[[ Source material, beginning ]]

PR #44, opened 2024-04-04
XIVY-11980 implement variable delete control

ivy-lgi:
- The delete button is disabled if no variable is selected.
- After deleting a variable, the next variable is automatically selected.
  - If the deleted variable was the last variable in the list of children of its parent, the previous variable is selected instead.
  - If the deleted variable was the last remaining child of its parent altogether, the parent is selected instead.

implement-variable-delete-control

PR #46, opened 2024-04-04
XIVY-11980 implement variable add control

ivy-lgi:
Continuation of https://github.com/axonivy/config-editor-client/pull/44

implement-variable-add-control


weissreto (approved):
👍as far as I understand it

PR #47, opened 2024-04-04
XIVY-11980 minor changes

ivy-lgi:
- rename indexes to path
- use Array instead of []


ivy-lli (commented):
😅 👍 
Would be totally fine, if you change the Array stuff when you detect an appearance. Technically it makes no big deal, and we have many places where still the [] syntax is used so... But cool thanks :)

ivy-lli (approved):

[[ Source material, end ]]

How to complete this task → The records above should be restated word for word in their entirety.

Expected answer →
PR #44, opened 2024-04-04
XIVY-11980 implement variable delete control

ivy-lgi:
- The delete button is disabled if no variable is selected.
- After deleting a variable, the next variable is automatically selected.
  - If the deleted variable was the last variable in the list of children of its parent, the previous variable is selected instead.
  - If the deleted variable was the last remaining child of its parent altogether, the parent is selected instead.

implement-variable-delete-control

PR #46, opened 2024-04-04
XIVY-11980 implement variable add control

ivy-lgi:
Continuation of https://github.com/axonivy/config-editor-client/pull/44

implement-variable-add-control


weissreto (approved):
👍as far as I understand it

PR #47, opened 2024-04-04
XIVY-11980 minor changes

ivy-lgi:
- rename indexes to path
- use Array instead of []


ivy-lli (commented):
😅 👍 
Would be totally fine, if you change the Array stuff when you detect an appearance. Technically it makes no big deal, and we have many places where still the [] syntax is used so... But cool thanks :)

ivy-lli (approved):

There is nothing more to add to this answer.